Supplying information is a very important result of QA & testing. But to truly add value, this should be complemented by alerting the right people if action is needed. A basic level of alerting is found in the anomaly management system where the registration of an anomaly triggers various actions concerning investigation and fixing of such an anomaly. On higher levels, alerts may trigger stakeholders as soon as there is a likelihood that certain goals will not be reached. Such alerts should come at the earliest possible moment, that is, as soon as there is a clear trend towards an undesired outcome. It is advisable not to wait with the alert until the target is actually missed; a timely alert will help perform corrective actions to bring the situation back in control. The most sophisticated level of alerting is reached when prescriptive analytics are used that give an alert when the quality is forecasted to go below a certain threshold, so that the people involved can fix a problem even before any user has observed a failure.

What information do the stakeholders need?

In general, stakeholders need information about the status of the product (= the test object) and the status of the test process. The definition of testing states that the stakeholders need information about the quality and the related risks, this refers to the product-related information. They also need information about time and budget, that is the process-related information. The next figure shows these four aspects of the reporting.

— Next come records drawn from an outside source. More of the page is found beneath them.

PR #4519, opened 2022-05-06
Enhancement assimp webotsjs

BenjaminDeleze:
The goal of this PR is to support `Mesh` and `ColladaShape` in WebotsJS as in Webots.
For now, Webots converts the `WbMesh`/`WbColladaShape` in `WbIndexedFaceSet`.

- [x] Compile Assimp with Emscripten and build some wrappers to be able to use it in JS (made thanks to https://github.com/cyberbotics/assimpjs).
- [x] Modify the export of
  - [x]  `WbMesh`
  - [x]   `WbColladaShape`
- [x] In WebotsJS, implement the parsing and rendering of:
  - [x]  `WbMesh`
  - [x] `WbColladaShape`
- [x] Regenerate docs.
- [x] Rename `WbPBRAppearance` in `WbPbrAppearance` to stick with coding style.
- [x] Modify assimp compilation instructions: https://github.com/cyberbotics/webots/wiki/Assimp-compilation
- [x] Put the function to load images in a new file: `image_loader.js` to avoid circular dependencies between `Parser.js` and `WbCadShape.js`


ad-daniel (changes requested):
Thank you, overall works nicely, the issues I've encountered are:

- the pickable state appears no to be active on the webotsjs side. If you load the car or the elf I sent you last time it seems it's impossible to rotate around them
- if the mesh file contains spaces, ex: `/home/daniel/Desktop/3D Models/cads/car/car.dae` it doesn't appear to be able to load it on the webotsjs side. Maybe it's due to the filtering when splitting the url?
- is the stream supposed to respond to field changes? When I change the url for instance, isn't it supposed to load the new object? If I cut and paste the node it does so, but not if I just change the url.
- Lastly, just a question: I noticed that for the docs of the robotino3 you copied the `head_white_cover.obj` file, can't we refer to the one in the protos instead? Otherwise we'll end up doubling all meshes

resources/web/wwi/dependencies/assimpjs.js
```diff
@@ -0,0 +1,21 @@
+
+var assimpjs = (() => {
+  var _scriptDir = typeof document !== 'undefined' && document.currentScript ? document.currentScript.src : undefined;
+  if (typeof __filename !== 'undefined') _scriptDir = _scriptDir || __filename;
+  return (
+function(assimpjs) {
```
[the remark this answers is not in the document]
BenjaminDeleze: yes, it is a "glue" file generated automatically by Emscripten to load the `.wasm`

BenjaminDeleze:
> * is the stream supposed to respond to field changes? When I change the url for instance, isn't it supposed to load the new object? If I cut and paste the node it does so, but not if I just change the url.

I don't think so as it was not the case before. (only some fields supports updates: translation, rotation, some colors and lights)

resources/web/wwi/nodes/WbCadShape.js
```diff
@@ -1,75 +1,324 @@
...
+    else if (properties.get(10))
+      occlusionMap = this._createImageTexture(properties.get(10));
+
+    let emissiveColorMap;
+    if (properties.get(14))
+      emissiveColorMap = this._createImageTexture(properties.get(14));
+    else if (properties.get(4))
+      emissiveColorMap = this._createImageTexture(properties.get(4));
+
+    return new WbPbrAppearance(getAnId(), baseColor, baseColorMap, transparency, roughness, roughnessMap, metalness, metalnessMap, iblStrength, normalMap, normalMapFactor, occlusionMap, occlusionMapStrength, emissiveColor, emissiveColorMap, emissiveIntensity, undefined);
```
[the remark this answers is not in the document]
BenjaminDeleze: Until now not (at least in practice). After some discussion, it was decided to put it at 128 (as we do for other languages), but I will adapt all our JS code base to this rule in another PR.

src/webots/nodes/utils/WbUrl.cpp
```diff
@@ -195,8 +200,11 @@ QString WbUrl::exportTexture(const WbNode *node, const QString &url, const QStri
           return newRelativePath;
         }
       }
+      if (isTexture)
+        node->warn(QObject::tr("Texture export fails, because too much textures are sharing the same name: %1.").arg(url));
+      else
+        node->warn(QObject::tr("Mesh export fails, because too much meshes are sharing the same name: %1.").arg(url));
```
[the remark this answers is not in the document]
BenjaminDeleze: I tested without and it is necessary

BenjaminDeleze:
> * the pickable state appears no to be active on the webotsjs side. If you load the car or the elf I sent you last time it seems it's impossible to rotate around them

I think you discovered a more general bug here. It seems that webotsJS does not handle well the pickable state when we are too far from an object. It is more visible with the car and elf because the are big, so we put the viewpoint further. I will handle it in another issue as it is not related to this PR. Well spotted!

>* if the mesh file contains spaces, ex: /home/daniel/Desktop/3D Models/cads/car/car.dae it doesn't appear to be able to load it on the webotsjs side. Maybe it's due to the filtering when splitting the url?

It appeared to be a problem not only with `CadShape` but also with more general mesh and images. I believe I fixed the problem.

>* Lastly, just a question: I noticed that for the docs of the robotino3 you copied the head_white_cover.obj file, can't we refer to the one in the protos instead? Otherwise we'll end up doubling all meshesnoticed that for the docs of the robotino3 you copied the head_white_cover.obj file, can't we refer to the one in the protos instead? Otherwise we'll end up doubling all meshes

It was a problem of Robotino that has an wrongly defined url inside its Proto, it is now fixed

ad-daniel (approved):
Looks good, thank you

src/webots/nodes/WbCadShape.cpp
```diff
@@ -578,107 +583,59 @@ const WbVector3 WbCadShape::absoluteScale() const {
...
+  for (int i = 0; i < mUrl->size(); ++i) {
+    if (WbUrl::isLocalUrl(mUrl->value()[i])) {
+      QString newUrl = mUrl->value()[i];
+      dynamic_cast<WbMFString *>(urlFieldCopy.value())
+        ->setItem(i, newUrl.replace("webots://", "https://raw.githubusercontent.com/" + WbApplicationInfo::repo() + "/" +
+                                                   WbApplicationInfo::branch() + "/"));
+    } else if (WbUrl::isWeb(mUrl->value()[i]))
+      continue;
+    else {
+      QString meshPath(WbUrl::computePath(this, "url", mUrl, i));
```
omichel, line 605:
```suggestion
      const QString meshPath(WbUrl::computePath(this, "url", mUrl, i));
```

src/webots/nodes/WbMesh.cpp
```diff
@@ -387,3 +389,46 @@ void WbMesh::updateMaterialIndex() {
...
+      QString newUrl = mUrl->value()[i];
+      dynamic_cast<WbMFString *>(urlFieldCopy.value())
+        ->setItem(i, newUrl.replace("webots://", "https://raw.githubusercontent.com/" + WbApplicationInfo::repo() + "/" +
+                                                   WbApplicationInfo::branch() + "/"));
+    } else if (WbUrl::isWeb(mUrl->value()[i]))
+      continue;
+    else {
+      QString meshPath(WbUrl::computePath(this, "url", mUrl, i));
+      if (writer.isWritingToFile()) {
+        QString newUrl = WbUrl::exportMesh(this, mUrl, i, writer);
```
omichel, line 414:
```suggestion
        const QString newUrl = WbUrl::exportMesh(this, mUrl, i, writer);
```

src/webots/nodes/WbMesh.cpp
```diff
@@ -387,3 +389,46 @@ void WbMesh::updateMaterialIndex() {
...
+
+  findField("ccw", true)->write(writer);
+  findField("materialIndex", -1)->write(writer);
+  if (!mName->value().isEmpty()) {
+    QString name_dirty = mName->value();
+    name_dirty.replace("\'", "&apos;", Qt::CaseInsensitive);
+    name_dirty.replace("\"", "&quot;", Qt::CaseInsensitive);
+    name_dirty.replace(">", "&gt;", Qt::CaseInsensitive);
+    name_dirty.replace("<", "&lt;", Qt::CaseInsensitive);
+    writer << " name='" << name_dirty.replace("&", "&amp;", Qt::CaseInsensitive) << "'";
```
omichel, line 432: We should use camelCase for variables:
```suggestion
    QString dirtyName = mName->value();
    dirtyName.replace("\'", "&apos;", Qt::CaseInsensitive);
    dirtyName.replace("\"", "&quot;", Qt::CaseInsensitive);
    dirtyName.replace(">", "&gt;", Qt::CaseInsensitive);
    dirtyName.replace("<", "&lt;", Qt::CaseInsensitive);
    writer << " name='" << dirtyName.replace("&", "&amp;", Qt::CaseInsensitive) << "'";
```

src/webots/vrml/WbSFColor.hpp
```diff
@@ -27,7 +27,7 @@ class WbSFColor : public WbSingleValue {
   Q_OBJECT
 
 public:
-  explicit WbSFColor(double r, double b, double g) : mValue(WbRgb(r, g, b)) {}
+  explicit WbSFColor(double r, double g, double b) : mValue(WbRgb(r, g, b)) {}
```
omichel, line 30: 🤣

omichel (changes requested):

omichel (approved):
Thank you.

The coloring in the figure is just an example. Any of the four aspects (quality, risk, time and cost) may have a green, amber or red smiley depending on the current situation. Quality and Risk relate to the product-side of reporting, Time and Cost relate to the process.

Information based on indicators

The VOICE model describes that QA & testing measures indicators that are related to the objectives of the organization.

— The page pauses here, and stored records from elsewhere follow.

PR #4526, opened 2022-05-11
Improve Supervisor unlimited power description

stefaniapedrazzi:
We regularly receive questions about using the Supervisor to access device measurements from other robots.
I will try to add some additional specifications and change misleading text.


ad-daniel (approved):
Thank you

PR #4502, opened 2022-05-03
Add support for Ubuntu 22.04

stefaniapedrazzi:
Add support of the latest Ubuntu 22.04.

* [x] Remove specific code for automatically installing optional dependencies and creating packages on Ubuntu 18.04.
* [x] Remove code to compile Python3.6 API (not available by default on Ubuntu 22.04)
* [x] On Ubuntu 22.04, download OpenSSL dependencies from Cyberbotics server
* [x] Create and upload new sumo package for Ubuntu 20.04
* [x] Update instructions to create packages on Ubuntu 22.04
* [x] Update Ubuntu 20.04 package creation to make them work on Ubuntu 22.04 too

Notes:
* ROS is currently not officially supported on Ubuntu 22.04 and it is not known if it will be in the future given that *ROS noetic* is the last release.

Errors fixed:
* ``Warning: Incompatible version of OpenSSL (built with OpenSSL 1.x, runtime version is >= 3.x)``
   -> Default SSL library is version 3 but we Qt6 is still built with version 1.
   We need to re-add the download of default Ubuntu 20.04 system OpenSSL libraries.
* Sumo interface: changed default version of `libgdal` and `libproj`

Tests:
* run Ubuntu 20.04 packages:
    * [x] Debian package
    * [x] tarball -> works after including openssl libraries and additional sumo libraries in the packages.
* local package creation
    * [x] tarball

PR #4548, opened 2022-05-23
Improve deprecation flags and double initialization

stefaniapedrazzi:
Address comments in #4502.

md5-related functions are deprecated in OpenSSL 3.
For the moment it seems that the new version of OpenSSL is only used on macOS and Ubuntu 22.04 so we need to ignore the warnings only on these platforms.


omichel (approved):
Thank you.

There will be a variety of indicators. The following sections will provide you with an overview of common indicators. This list is intended to trigger you to define your team’s specific indicators; it is by no means complete and must be attuned to your specific situation.

Detailed reporting

The detailed reporting is useful for the members of the team and their direct peers and contacts. The core of the detailed reporting is the status and results of test execution. For a test case, the status is “pass” (the expected and actual outcomes match) or “fail” (the expected and actual outcomes are different) or “not run” (the test case could not be executed, for example because a previous test case failed and therefore blocks further execution).

The detailed reporting may even be more granular, stating the result per individual test step within a test case. The results must also be aggregated, from a physical test case to a logical test case, and then to the related test situation(s). Using the links in configuration management identifying that a specific test case has passed or failed also provides information about the requirements status.

Overview reporting

The stakeholders that are outside the team but still closely involved, do not want this detailed level of information. They will often be satisfied with the type of graphs shown in the next sections, supplemented with some commentary text and/or numbers.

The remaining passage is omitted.